I’ve never really been one to “settle”, and I wouldn’t exactly say that I have exceptional hard to meet standards, but alcoholism, and alcohol and/or drug abuse definitely does not fit into the picture of what I want in a relationship. Because of that, I nipped a couple of potential relationships in the bud very early on, because there was no point in putting time, and energy, into a lost cause. So what happened that I now find myself in a very serious relationship, with an alcoholic? He’s a binge drinker type of alcoholic, not one who necessarily drinks to excess on a schedule of any sort, thus, it seems quite obvious, to me, that moderation is not really an option for him. Although that is what he says he wants, to me, that’s just an open invitation for disaster.
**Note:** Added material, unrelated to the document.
PR #493, opened 2023-10-19
better contrast for links in quote paragraphs

### LINKED ISSUE #31: Insufficient contrast between --color-accent and grey background
The blue text in grey boxes does not contain enough contrast (3.49) between background and foreground colour.

I have added a screenshot for an example of said box on the Subsite example page for different page components.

I feel stuck. I have never been one to allow myself to feel helplessly trapped, but that’s exactly where I am. I love him, he’s a good man, when he’s not been drinking, and no, he doesn’t drink every day, but when he does, even in small doses, he becomes someone that I have absolutely no interest in being around, whatsoever, OR, he becomes a danger to himself, and those around him, in any number of ways, depending on how the alcohol has affected him during that particular binge.
Anyway, I am in the middle of a long, hard look, at the relationship, and trying desperately to decide what I should think, and more importantly, do. I went out to a message board, specifically designed for those who have alcoholics in their lives, but I have found it to be very unhelpful - very bitter, vindictive, ex, or almost ex-spouses, who tell me that my only option is to get out now. Well, I know from experience that an alcoholic CAN recover, and so I am just not completely sold on the idea of walking away. I also know that a very large number of alcoholics never do recover, and spend their lives in denial, and making empty promises, etc, etc…go figure, my mom’s recovery is actually partly to blame for my in-ability to do what is “right”, at least according to others who have been there.
Thanks for the responses so far, especially the link to the thread started by Dinsdale. I think that coming here, and reading people’s stories is going to be a lot more helpful in giving me input to churn in my brain, than going to the message board designed specifically for this purpose - it’s too biased.
techchick68, if you don’t mind, what have been your experiences with relationships, as far as how alcoholism has affected them?
Thanks again for the input, and any more is definitely welcome.